Katar hat in den vergangenen Jahren mehr und mehr an Einfluss auf internationaler Bühne gewonnen. Dabei gibt das winzige Land aber vielen Rätsel auf: Der Däumling am Persischen Golf gehört zu den treibenden Kräften gegen Syriens Diktator Baschar al-Assad, unterhält gute Beziehungen zu Iran, Israel und Saudi-Arabien, fungiert als Moderator zwischen den afghanischen Taliban und den USA und unterstützt die schwankende Herrschaft von Ägyptens Muslimbrüdern mit Milliardensummen. Dank seiner enormen Gasvorkommen zählt Katar zu den reichsten Ländern der Welt, ist ökonomisch ein Riese, tanzt mit auf fast jedem diplomatischen Parkett und bleibt doch mit seinen 250.000 einheimischen Bewohnern demographisch ein Zwerg.

Seit 1995 an der Macht hat Scheich Hamad bin Khalifa al-Thani in den letzten 18 Jahren aus der verschlafenen Halbinsel einen ökonomischen Riesen und diplomatischen Meisterjongleur gemacht. Am Dienstag nun will der 61-Jährige die Macht freiwillig, per königlichem Dekret und Fernsehansprache weitergeben – an den 33-jährigen Tamim bin Hamad al-Thani, den Viertgeborenen unter seinen Söhnen. "Der Emir ist überzeugt, dass er die nächste Generation fördern muss und junge Leute ins Kabinett berufen werden sollten", hieß es zur Begründung aus seiner Umgebung.

Der scheidende Herrscher leidet zudem unter schlechter Gesundheit und ist offenbar auch die Rangeleien in seinem über tausendköpfigen Herrscherclan satt. "Die einen feiern zu viel, die anderen beten zu viel", beschreibt ein Beobachter den internen Dauerzwist.

Der Schöpfer des modernen Katar hatte 1996 nach dem Vorbild der BBC den Nachrichtensender Al Jazeera aus der Taufe gehoben. Seit 1998 beherbergt der Wüstenstaat zudem das Hauptquartier der US-Truppen im Nahen Osten. Die Hauptstadt Doha stieg nach und nach zum politischen Gastgeber internationaler Treffen auf, nicht nur für die Welthandelsrunde, auch für die arabische Liga, den Golf-Kooperationsrat und die OPEC. 2022 wird hier zum ersten Mal die Fußball-WM in einem arabischen Land ausgetragen.
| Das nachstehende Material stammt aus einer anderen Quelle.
PR #594, opened 2018-10-04
Cleanup of sys_server

TheMagnetar:
- Title


jonpas (approved):
Looks good, but we should think about using unique items function from CBA for iterating through items.

Soldia1138 (approved):
LGTM

PR #597, opened 2018-10-08
Optimise item functions

TheMagnetar:
- Title
- It mainly affects the performance of masterIdTracker function.
- It also optimises the onInventoryAction function.
- Originally it was intended to use CBA_fnc_uniqueUnitItems but the result was actually worse in terms of performance

Test: 44 or 43ms after 10000 iterations
```
private _gear = weapons player;
_gear append (items player);
_gear append (assignedItems player);
```

Test: 220 or 198 after 10000 iterations
``` private _gear = [player] call CBA_fnc_uniqueItems;```

### CODE REVIEW

**Comment by jonpas** [comment]
Needs test with hundreds of items as discussed on Slack.

File: addons/sys_core/fnc_getGear.sqf [hunk 1]
```diff
@@ -21,7 +21,9 @@ if (isNull _unit) exitWith {[]};
 
 // diag_log text format["Assigned Items: %1", (assignedItems _unit)];
 
-private _gear = (weapons _unit) + (items _unit) + (assignedItems _unit);
+private _gear = weapons _unit;
+_gear append (items _unit);
+_gear append (assignedItems _unit);
```
jonpas: We only ever check for `"ItemRadio"` and `"ItemRadioAcreFlagged"` from assigned items (always 7 long), which both fit only into radio slot.

This could be improved so:
```sqf
_gear pushBack ((assignedItems _unit) select 3);
```
And we get rid of looping through 6 items pointlessly.

TheMagnetar:
More tests (with  500  ace morphine items)

New method: 470ms
CBA UniqueItems 646
Old method: 11857

TheMagnetar:
Some more tests show that getItemCargo yields faster results than itemCargo. For the same implementation, itemCargo was 3 times slower:
ItemCargo 11556ms
getItemCargo: 470ms

jonpas (approved):

PR #602, opened 2018-10-16
Fix shared radios in vehicles

TheMagnetar:
When a player was sharing a radio inside a vehicle and the speed was 0, everything was ok. This was not the case when the vehicle was moving.


Soldia1138 (approved):
Works

PR #607, opened 2018-11-06
Introduce factor for AI revealing

### LINKED ISSUE #606: Add a scalable factor for AI revealing
**Arma 3 Version:** `1.84` (stable)
**CBA Version:** `3.9.0.181012` (stable)
**ACRE2 Version:** `2.6.2.996` (stable)

**Mods:**
```
- CBA_A3
- acre2
```

**Description:**
With the current setting, an AI unit will instantly identify you on open ground
 * ~91m away when speaking at default volume (3/5)
 * ~52m away when speaking one level lower (2/5)
 * ~12m away when using the lowest volume (1/5)

From experience, this is way too much compared to what players can hear (ie. 1-2m on the quietest setting).

As such, it would be great to have some kind of factor that could be set via CBA settings to scale this down, ie. for stealth-based scenarios. Currently, there is only the on/off toggle.

Soldia1138:
Convert the AI revealing setting from a boolean to a number. This enables communities and mission makers to set how good (how far) the AI hears players.

Closes #606

### DIFF
--- a/addons/sys_core/fnc_enableRevealAI.sqf
+++ b/addons/sys_core/fnc_enableRevealAI.sqf
@@ -1,4 +1,3 @@
-#define DEBUG_MODE_FULL
 #include "script_component.hpp"
 /*
  * Author: ACRE2Team
--- a/addons/sys_core/fnc_enableRevealAI.sqf
+++ b/addons/sys_core/fnc_enableRevealAI.sqf
@@ -1,3 +1,4 @@
+#define DEBUG_MODE_FULL
 #include "script_component.hpp"
 /*
  * Author: ACRE2Team
@@ -27,7 +28,7 @@ DFUNC(monitorAI_PFH) = {
 
     //soundFactor is how loud the local player is speaking.
     private _soundFactor = EGVAR(api,selectableCurveScale); // typically 0.1 -> 1.3
-    private _multiplier = 250*(_soundFactor^2);
+    private _multiplier = GVAR(revealToAI)*250*(_soundFactor^2);
 
     private _nearUnits = (getPosATL acre_player) nearEntities ["CAManBase", (130 * _soundFactor)];
     private _startTime = diag_tickTime;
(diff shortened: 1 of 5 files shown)


addons/sys_core/fnc_enableRevealAI.sqf
```diff
@@ -1,3 +1,4 @@
+#define DEBUG_MODE_FULL
```
TheMagnetar: We should remove this before merging.

addons/sys_core/initSettings.sqf
```diff
@@ -120,10 +120,10 @@
 // Reveal to AI
 [
     QGVAR(revealToAI),
-    "CHECKBOX",
+    "SLIDER",
     localize LSTRING(revealToAI_displayName),
     "ACRE2",
-    true,
+    [0, 1, 0.50, 2],
```
TheMagnetar:
```suggestion
    [0, 1, 1, 2],
```

We should have a default value of 1. This is the default value at the moment.

TheMagnetar (changes requested):

addons/sys_core/initSettings.sqf
jonpas: Makes sense to set it realistically though, as pointed out by the issue.

Soldia1138: I'll go with 1. So the player's experience is the same as before

TheMagnetar (approved):

addons/sys_core/fnc_enableRevealAI.sqf
```diff
@@ -27,7 +27,7 @@ DFUNC(monitorAI_PFH) = {
 
     //soundFactor is how loud the local player is speaking.
     private _soundFactor = EGVAR(api,selectableCurveScale); // typically 0.1 -> 1.3
-    private _multiplier = 250*(_soundFactor^2);
+    private _multiplier = GVAR(revealToAI)*250*(_soundFactor^2);
```
jonpas: Could do with some spaces around operators.

jonpas (approved):
Code looks good, but I think we should still adjust default value to be realistic, as per the issue this PR addresses.

PR #608, opened 2018-11-07
Fix  function getGear

TheMagnetar:
- Fix function getGear.
- As it is now, it assumes that radios are in position 3, which may not be always the case (if no radios). It may cause the following: 
```
_gear = _gear select {(_x se>
22:44:56   Error Zero divisor
22:44:56 File idi\acre\addons\sys_core\fnc_getGear.sqf, line 27
22:44:56 Error in expression <;
_gear pushBack ((assignedItems _unit) select 3);
```

### DIFF
--- a/addons/sys_core/fnc_getGear.sqf
+++ b/addons/sys_core/fnc_getGear.sqf
@@ -24,7 +24,7 @@ if (isNull _unit) exitWith {[]};
 private _gear = (getItemCargo (uniformContainer _unit)) select 0;
 _gear append ((getItemCargo (vestContainer _unit)) select 0);
 _gear append ((getItemCargo (backpackContainer _unit)) select 0);
-_gear pushBack ((assignedItems _unit) select 3);
+_gear append (assignedItems _unit);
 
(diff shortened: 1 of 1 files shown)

Neun Stadien sollen bis dahin gebaut werden. Und für 40 Milliarden Dollar lässt sich das Golfemirat ein komplettes Metro- und Eisenbahnnetz installieren.

Hoffnungen auf einen demokratischen Wandel sollte man sich mit dem Wechsel an der Staatsspitze aber nicht machen. Katar hat weder ein Parlament, noch Parteien, weder eine Zivilgesellschaft, noch eine unabhängige Justiz. Kritische Blogger sind den Mächtigen ein Dorn im Auge. Das Buch Auch das Volk von Katar will Reformen des Intellektuellen Ali Khalifa al-Kuwari, der regelmäßig politische Salons in Doha veranstaltet, wurde verboten. Der Poet Muhammad al-Ajami erhielt wegen eines angeblichen "Aufrufes zum Umsturz" lebenslange Haft. Inzwischen wurde die Strafe des Dissidenten von dem abtretenden Emir auf 15 Jahre reduziert. Dabei lässt al-Thani über seinen Fernsehsender Al Jazeera anderen Staaten gerne Demokratie predigen.

Frommer Flügel der Herrscherfamilie

Thronerbe Tamim bin Hamad al-Thani stammt aus dem frommen Flügel der Familie, steht den Muslimbrüdern auffällig nahe und ist Vize-Kommandeur der Streitkräfte. Wie viele andere arabische Potentaten wurde er an der renommierten britischen Militärakademie Sandhurst ausgebildet. Er ist verheiratet mit zwei Frauen und hat sechs Kinder.

Als politischer Neuling übernimmt er das Kommando in rauen Zeiten, denn auch unter seinen Untertanen wächst die Unruhe über den Kurs des Landes. Immer mehr fürchten, dass Katars feudale Häupter im Nahen Osten längst in einer falschen diplomatischen Gewichtsklasse boxen und bald zu Boden gehen könnten. "Was haben uns die Milliarden an Waffenhilfe in Syrien gebracht?", zitiert der britische Economist jüngst ein katarisches Regierungsmitglied. "Wir haben Assad nicht gestürzt, aber vier Millionen Menschen obdachlos gemacht."